The concept drift scores of each family.

Fig. 6.
figure 6

The APV of time windows before and after feature reweighting.

5 Discussion

Machine learning is widely used as a core component in the advanced botnet detection system. However, machine learning is not a panacea, which is suffering from the advanced concept drift attacks. Concept drift attacks exploit the vulnerable assumption of machine learning that the underlying data distribution is stable for both training and testing dataset. There are various advanced concept drifts attacks, such as mimicry attacks, gradient descent attacks, poisoning attacks, and so on. Such concept drift attacks change the underlying data distribution to make the botnet concept appear to be different from machine learning observing perspective. The new botnet concept just looks different, but the botnet essential behaviors are still the same.

To mitigate botnet concept drift attacks and build sustainable botnet detection model, we can make efforts from the following aspects: dynamic feature selection, dynamic reweighting, and ensemble learning. The goal of dynamic feature selection is to dynamically choose relevant features to the current botnet concept. Before changing feature selection, we should get deep insights of the trend of hidden botnet concept drift and assess the contribution of each feature to this new trend. In this paper, we propose the concept drift score to identify the hidden drift, and DRIFT function to assess the contribution of each feature to the new trend of concept drift. Dynamic reweighting handles botnet concept drift by changing the feature weight in the learning model to make model dynamically fit the current botnet concept. Note that dynamic reweighting may cause data overfitting. In this paper, we use the piecewise reweighting function to calculate new weight using different sub-functions according to DRIFT scores. Ensemble learning maintains a set of learning models that observe the botnet concept from diverse perspectives. Ensemble learning has multiple botnet concept descriptions, so it is robust to the hidden concept drift which increases the complexity for botnet evasion.

In this work, we use concept drift scores and DRIFT function to identify hidden concept drift and dynamic feature reweighting. However, we only has one botnet description based on network trace horizontal correlation. The concept drift scores and DRIFT function are agnostic to the underlying learning algorithm, making our approach versatile and compatible with multiple ML algorithms. Our approach could not only use horizontal correlation BotFinder classifier, but also be applied on the top of any other botnet classification or clustering algorithm that uses a numeric score for prediction. In the future, we are trying to introduce more botnet concept descriptions to build ensemble botnet learning model.

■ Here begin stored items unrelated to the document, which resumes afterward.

PR #568, opened 2015-06-04
start tailing only after model and collection are fetched

benrlodge:
Right now, on initial load of the tailing log file view, `startTailing` can run before the model is fetched, which leads to tailing not being started (as `isStillRunning` returns false). This change will require both the collection and model to be fetched before tailing starts.

@tpetr

### DIFF
--- a/SingularityUI/app/controllers/Tail.coffee
+++ b/SingularityUI/app/controllers/Tail.coffee
@@ -18,13 +18,9 @@ class TailController extends Controller
         app.showView @view
 
         if @offset?
-            $.when( @models.taskHistory.fetch(), @collections.logLines.fetchOffset(@offset) ).then =>
-                @view.afterInitialData()
+            $.when( @collections.logLines.fetchOffset(@offset), @refresh() ).then => @view.afterInitialOffsetData()
         else
-            $.when( @models.taskHistory.fetch(), @collections.logLines.fetchInitialData() ).then =>
-                @view.afterInitialData()
-        
-        @refresh()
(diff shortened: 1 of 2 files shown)


tpetr:
i'd consider moving this into the Tail controller instead. that way, you can use `$.when()` to track when both initial fetches have completed, and then trigger a new event (`allFetched`? something like that) which you can utilize in the view

benrlodge:
sure, np. updated.

SingularityUI/app/controllers/Tail.coffee
```diff
@@ -16,11 +16,14 @@ class TailController extends Controller
...
-            @collections.logLines.fetchOffset @offset
+            $.when( @models.taskHistory.fetch(), @collections.logLines.fetchOffset(@offset) ).then =>
+                @view.afterInitialData()
         else
-            @collections.logLines.fetchInitialData()
-
+            $.when( @models.taskHistory.fetch(), @collections.logLines.fetchInitialData() ).then =>
+                @view.afterInitialData()
+        
         @refresh()
```
tpetr: nitpick -- consider storing the fetchOffset / fetchInitialData result as a variable, and then call `$.when(fetchPromise, @refresh())`, so that we're not calling `taskHistory.fetch()` twice

benrlodge: ah right, didn't mean to still call @refresh again there. i like the idea of storing the fetchOffset / fetchInitialData result, but just realized I need to call a different method if the link is an offset (so it doesn't tail), so I removed the additional refresh call.

Issue #557, opened 2015-05-22
overdue to finish email missing data


tpetr:
`It was expected to run again at .`

tpetr:
fixed in https://github.com/HubSpot/Singularity/pull/633

PR #571, opened 2015-06-10
Mailer missing values

tejasmanohar:
Solves #557 

1) Wrong variable name was being used
2) Text doesn't properly express what the value is showing as you mentioned


ssalinas:
closing in favor of #633

PR #572, opened 2015-06-11
Service.log never complete

tejasmanohar:
resolves issue w/ browser tailing ending too soon by checking terminal states.

>If I have a job, and I wanna monitor it's progress-- I click into the service.log and I see it chugging along, but as it finishes, it's very likely that I won't see the last few seconds worth of logs which can be the difference between success or fail and why it fails, so then to figure that out, I need to click back out and then into tail-of-finished-service.log.
It's not a huge issue, but a minor annoyance that adds up over time. Would be awesome if I could monitor the progress all the way to the bitter end.


ssalinas:
closing in favor of #634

6 Conclusions and Future Work

The botnet threat is totally different from optical character recognition, speech recognition, bioinformatics and so on, whose concept description could be stable for many years. For the financial motivation, botnet keeps evolving perpetually and introducing well-crafted concept drift to evade detection. To build a sustainable and secure learning model, we need to quickly recognize and react to the concept drift of underlying botnet data distribution. In this paper we proposed an novel botnet detection approach that based on the matching scores provided by BotFinder classifier, we use concept drift scores and DRIFT function to identify hidden concept drift and dynamic feature reweighting. As far as we know, we are the first to achieve an active and dynamic learning approach for botnet detection that actively tracks the trend of hidden botnet concept drift and accordingly evolves learning model dynamically to fit latest botnet concept.

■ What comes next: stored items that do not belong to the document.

PR #573, opened 2015-06-11
Task state labels

tejasmanohar:
added task state labels as @tpetr suggested
> color-coded badges for task states throughout the singularity UI. Makes it easier to understand what's going on with a quick glance

they are controlled by a switch statement, simpler to read than object literals in this situation IMO since there are many options for 1 color (see http://toddmotto.com/deprecating-the-switch-statement-for-object-literals/)

### DIFF
--- a/SingularityUI/app/handlebarsHelpers.coffee
+++ b/SingularityUI/app/handlebarsHelpers.coffee
@@ -107,7 +107,15 @@ Handlebars.registerHelper 'usernameFromEmail', (email) ->
 Handlebars.registerHelper 'substituteTaskId', (value, taskId) ->
     value.replace('$TASK_ID', taskId)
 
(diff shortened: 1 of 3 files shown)


SingularityUI/app/handlebarsHelpers.coffee
```diff
@@ -106,3 +106,16 @@ Handlebars.registerHelper 'usernameFromEmail', (email) ->
 
 Handlebars.registerHelper 'substituteTaskId', (value, taskId) ->
     value.replace('$TASK_ID', taskId)
+
+Handlebars.registerHelper 'getLabelClass', (state) ->
```
simplyianm: I think an object literal would be easier to maintain.

ssalinas:
will be rolled in with #629 , closing

PR #578, opened 2015-06-16
make mode optional in SingularityVolume

ssalinas:
@tpetr 
fix that NPE


tpetr:
@stevenschlansker just FYI in case you guys have hit this before (not including `mode` field in `SingularityVolume` JSON results in scheduler NPE)

stevenschlansker:
Thanks for the heads up, we actually haven't used volumes at all, so we never noticed this :)

PR #587, opened 2015-06-30
check if command is present first (fixes #586)

### LINKED ISSUE #586: Deploying with a custom executor but no command triggers UNRECOVERABLE_ERROR in scheduler
https://github.com/HubSpot/Singularity/blob/master/SingularityService/src/main/java/com/hubspot/singularity/mesos/SingularityMesosTaskBuilder.java#L285

/cc @edhurtig

tpetr:


EdHurtig:
Fantastic

Issue #599, opened 2015-07-08
IllegalStateException in SingularityMesosScheduler.statusUpdate


chriskite:
```
Jul 08 11:43:16 ip-10-42-10-87.ec2.internal bash[24028]: ! java.lang.IllegalStateException: Optional.get() cannot be called on an absent value
Jul 08 11:43:16 ip-10-42-10-87.ec2.internal bash[24028]: ! at com.google.common.base.Absent.get(Absent.java:47) ~[singularity.jar:0.4.2-SNAPSHOT]
Jul 08 11:43:16 ip-10-42-10-87.ec2.internal bash[24028]: ! at com.hubspot.singularity.mesos.SingularityMesosScheduler.statusUpdate(SingularityMesosScheduler.java:297) ~[singularity.jar:0.4.2-SNAPSHOT]
Jul 08 11:43:16 ip-10-42-10-87.ec2.internal bash[24028]: ! at com.hubspot.singularity.mesos.SingularityMesosSchedulerDelegator.statusUpdate(SingularityMesosSchedulerDelegator.java:218) ~[singularity.jar:0.4.2-SNAPSHOT]
Jul 08 11:43:16 ip-10-42-10-87.ec2.internal bash[24028]: ERROR [2015-07-08 16:43:16,621] com.hubspot.singularity.SingularityAbort: Singularity on ip-10-42-10-87.ec2.internal is aborting due to UNRECOVERABLE_ERROR
```

chriskite:
The patch I wrote fixed the issue, and my Singularity isn't stuck in an endless start-fail-abort loop now.

tpetr:
Thanks for the PR, @chriskite! Would you mind giving a little more detail about the steps that lead up to Singularity getting into its death spiral? (i.e. what were you intending to run on Singularity, were you manually adding/removing data from ZK, were you running multiple frameworks in the Mesos cluster, etc...) Just trying to make sure there isn't more task data cleanup we should do in your PR.

chriskite:
Sure, my environment is basically like this:

Mesos with Marathon, Singularity, and my own framework Mescal.
3 node ZK cluster
Not running MySQL for Singularity
Singularity running via Docker on CoreOS with systemd
About 15 scheduled tasks in Singularity
No data manually touched in ZK

Singularity was running flawlessly for about a week. Then this morning it died with the error I posted. Once it aborts, systemd restarts it, but it dies again in the same way.

[...]

PR #600, opened 2015-07-08
check presence of task object in SingularityMesosScheduler.statusUpdate

chriskite:
Potential patch for issue #599


wsorenson:
Hey Chris; thanks for the patch.

How did Singularity get into this state? My goal thus far has been to handle unknown and poor state without going overboard, and I think this is probably worth handling, but in years and millions of tasks I haven't seen it so I assume it's related to manual actions in ZooKeeper or some corruption in Mesos?

One reason I'd like to know is because I would like to make sure we handle it correctly - should we simply return immediately from the update function rather than continue? In any case we will probably want a test to accompany any scheduler change test verifying it's correct behavior.

wsorenson:
Closing in favor of #631

PR #609, opened 2015-07-10
Validate and add TASK_ERROR support

tpetr:
https://github.com/HubSpot/Singularity/pull/598 + `TASK_ERROR` support

From http://mesos.apache.org/blog/mesos-0-21-0-released/:

> We have also introduced the notion of a TASK_ERROR state, distinct from TASK_LOST. The semantic difference is that tasks that are updated as lost can be rescheduled and should succeed, while tasks with status error will continue to fail if they are rescheduled. In Mesos 0.21.0 we do not send TASK_ERROR but it has been defined so frameworks can prepare to receive it. We will start sending it in Mesos 0.22.0.


stevenschlansker:
:+1:

wsorenson:
Are we going to add another PR for actually handling this state successfully? How should Singularity interpret TASK_ERROR?

tpetr:
Right now we treat TASK_ERROR as a terminal failure state, same as TASK_LOST. I imagine if the task is related to a deploy, we should immediately fail it. Not 100% sure what to do for the other situations (bounce, scale, etc.)

tpetr:
Better TASK_ERROR handling will be addressed in another PR -- filed #645 to track it for now.

PR #610, opened 2015-07-10
Switch to HubSpot's basepom

jhaber:
Builds for me, let me know if you have the same issue @wsorenson 

@ssalinas @tpetr


jhaber:
Nevermind it has the same dependency problems, I was running `mvn package` locally but I forgot it doesn't run all the basepom validation plugins at that phase (:-1:)

PR #612, opened 2015-07-10
update docker.sh.hbs template

ssalinas:
with certain variables put in, this template breaks with things like `DOCKER_ENV="$DOCKER_ENV -e JVM_DEFAULT_OPTS="-Xms${JVM_MIN_HEAP:-128m}""`

sets of quotes end up giving us issues. This interprets the variables better


ssalinas:
This has been behaving well, new template handles many more cases for env variables than before, going to merge

PR #616, opened 2015-07-13
More careful & less sanitization of rack + hostnames

wsorenson:
When we do sanitize, make it explicit.

In other parts of the code, pass along the original host and rack.


SingularityBase/src/main/java/com/hubspot/singularity/SingularityTaskId.java
```diff
@@ -77,26 +78,58 @@ public int compare(SingularityTaskId o1, SingularityTaskId o2) {
...
-    this.host = host;
+    this.sanitizedHost = sanitizedHost;
+    this.sanitizedRackId = sanitizedRackId;
+  }
+
+  @JsonCreator
+  public SingularityTaskId(@JsonProperty("requestId") String requestId, @JsonProperty("deployId") String deployId, @JsonProperty("nextRunAt") Long nextRunAt, @JsonProperty("startedAt") Long startedAt,
+      @JsonProperty("instanceNo") int instanceNo, @JsonProperty("host") String host, @JsonProperty("sanitizedHost") String sanitizedHost,
+      @JsonProperty("sanitizedRackId") String sanitizedRackId, @JsonProperty("rackId") String rackId) {
+    this(requestId, deployId, Objects.firstNonNull(startedAt, nextRunAt), instanceNo, Objects.firstNonNull(sanitizedHost, host), Objects.firstNonNull(sanitizedRackId, rackId));
```
jhaber: Just a heads up, `Objects.firstNonNull` blows up if both args are null so if any of these are optional it will cause problems

stevenschlansker:
:+1: We'd love to have non-sanitized slave hostnames in the API

PR #618, opened 2015-07-14
Docker dev rework

ssalinas:
- Move around some files to keep structure consistent and get rid of old unused files
- Create a base image for the SingularityExecutor slave that we can build on (ie java/logrotate/mesos installed). This is built separately right now, and won't need to be updated often. Images for mesos 0.21.1 and 0.22.1 with Java 8u45 are built and pushed to docker hub.
- Build a mesos-slave image with the SingularityExecutor configured and uses this for our slaves
- Run each slave on a different port during integration tests in case we move to host network mode
- More configurable properties in integration tests (ie hostnames/ports)
- create a dev wrapper script for starting/stopping/rebuilding all images and containers (eventually this will use all maven plugin, but until we can run in host mode via the plugin it uses docker-compose)

I'm happy to axe the vagrant stuff with this too, but I figured we would want to use the docker dev workflow for a bit first to make sure it suits our needs

@tpetr
/cc @kwm4385


ssalinas:
no actual functionality in singularity impacted here, just dev workflow, going to merge this

tpetr:
:dancer:

PR #1589, opened 2017-07-12
Keep the state cache up to date within runs of the poller

ssalinas:
Right now old pending tasks aren't deleted properly for a scheduled request if there is a new deploy pending request immediately followed by an immediate pending request within the same run of the poller. The state cache does not contain the new pending task from the first pending request, so it is not deleted during the second. This updates the `schedule` method to keep the state cache up to date within a run of the poller.

/cc @darcatron


ssalinas:
@baconmania going to close this one in favor of your upcoming changes to exclusively use the leader cache and remove the state cache

PR #1590, opened 2017-07-12
package.json tune-up

kwm4385:
Part of ongoing effort to bring our dependencies up to date and optimize by removing unused libraries on combining them in cases where we are using more than one for the same purpose.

Our approach is agnostic to the algorithm, making it compatible with most botnet classification or clustering algorithm that uses a score for prediction. In the future, we will integrate more diverse scoring botnet classifiers into this approach, such as vertical correlation classifiers, to increase botnet concept description and learn botnet from more and more diverse perspectives. And we are going to improve the efficiency of this approach through introducing sliding window to online learn the latest concepts and remove aging data dynamically.